- _Problem statement_: Filter the listing so that only lines with the word "much" remain.

- _Data records_:
┌────────

PR #57, opened 2021-09-24
Display FPS counter

### LINKED ISSUE #33: Improve display of tick/frame info

TristanCacqueray:
Fixes #33

### DIFF
--- a/src/Swarm/TUI/Controller.hs
+++ b/src/Swarm/TUI/Controller.hs
@@ -170,9 +170,33 @@ runFrame = do
         | lgTPS >= 0 = oneSecond `div` (1 `shiftL` lgTPS)
         | otherwise  = oneSecond * (1 `shiftL` abs lgTPS)
 
+  -- Update TPS/FPS counters every second
+  infoUpdateTime <- use (uiState . lastInfoTime)
+  let updateTime = toNanoSecs $ diffTimeSpec curTime infoUpdateTime
+  when (updateTime >= oneSecond) $ do
+    -- Wait for at least one second to have elapsed
+    when (infoUpdateTime /= 0) $ do
+      -- set how much frame got processed per second
+      frames <- use (uiState . frameCount)
+      uiState . uiFPS .= fromIntegral (frames * fromInteger oneSecond) / fromIntegral updateTime
+
+      -- set how much ticks got processed per frame
+      ticks <- use (uiState . tickCount)
+      uiState . uiTPF .= fromIntegral ticks / fromIntegral frames
+
+      -- ensure this frame gets drawn
+      gameState . needsRedraw .= True
+
+    -- Reset the counter and wait another seconds for the next update
+    uiState . tickCount .= 0
+    uiState . frameCount .= 0
+    uiState . lastInfoTime .= curTime
+
+  -- Increment the frame count
+  uiState . frameCount += 1
+
   -- Now do as many ticks as we need to catch up.
   runFrameTicks (fromNanoSecs dt)
-  zoom uiState rememberFrameTicks
 
 -- | Do zero or more ticks, with each tick notionally taking the given
 --   timestep, until we have used up all available accumulated time.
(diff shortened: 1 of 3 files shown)


TristanCacqueray:
@byorgey is it ok to store the TPS/FPS in the UIState? And should I add a Bool to manage the fps display toggle?

src/Swarm/TUI/Controller.hs
```diff
@@ -164,9 +164,31 @@ runFrame = do
...
+      let calc counterLens valueLens = do
+            count <- use (uiState . counterLens)
+            let countSec = toInteger count * oneSecond
+            uiState . valueLens .= fromIntegral countSec / fromIntegral updateTime
+      calc frameTicks uiTPS
+      calc frameCount uiFPS
+      -- ensure this frame gets drawn
+      gameState . needsRedraw .= True
+    -- Reset the counter and wait another seconds for the next update
+    uiState . frameTicks .= 0
```
byorgey, line 183: Let's change the name of `frameTicks` to `tickCount`, since it no longer counts the ticks in a single frame, but the ticks since the last info widget update.

byorgey (commented):
Yes, storing the TPS/FPS in the UIState makes perfect sense, we need that info every time we redraw the UI.  And yes, if you want to do the fps display toggling, adding a Bool to the UIState would make sense.

src/Swarm/TUI/Model.hs
```diff
@@ -176,26 +179,24 @@ uiInventory :: Lens' UIState (Maybe (Int, BL.List Name InventoryEntry))
 --   error message that is shown on top of the rest of the UI.
 uiError :: Lens' UIState (Maybe (Widget Name))
 
+-- | Computed ticks per milli seconds
+uiTPS :: Lens' UIState Double
```
byorgey, line 183: It's not ticks per second that we want to display (the ticks per second is set directly by the user), but rather the ticks per frame.

TristanCacqueray: Oops, I see :)

TristanCacqueray:
Ok I think this is now ready, though the tpf is different:

- Previously: `8 ticks / s (1.0 ticks/frame)`  (at 30fps)
- Now: `8 ticks / s (0.3 tpf, 29.1 fps)`

Though for 8 ticks/s at 30fps, the new 0.3 ticks/frame seems correct (8 / 30 = 0.2.666)

TristanCacqueray:
Also when trying higher tps value, it seems like we need #67 to ensure the value are properly updated on screen.

byorgey:
Agree the new tpf value seems correct, not sure what was going on before.

This seems good, my only suggestion is to show/hide *both* the tpf and fps values when hitting `f`.  I think normal users will only care about the ticks / second (since that is what they can control).

TristanCacqueray:
Alright, the latest commit hide the whole info box by default.

byorgey:
Thanks, works great!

└────────

- _Answer to the exercise_:
+      -- set how much frame got processed per second
+      -- set how much ticks got processed per frame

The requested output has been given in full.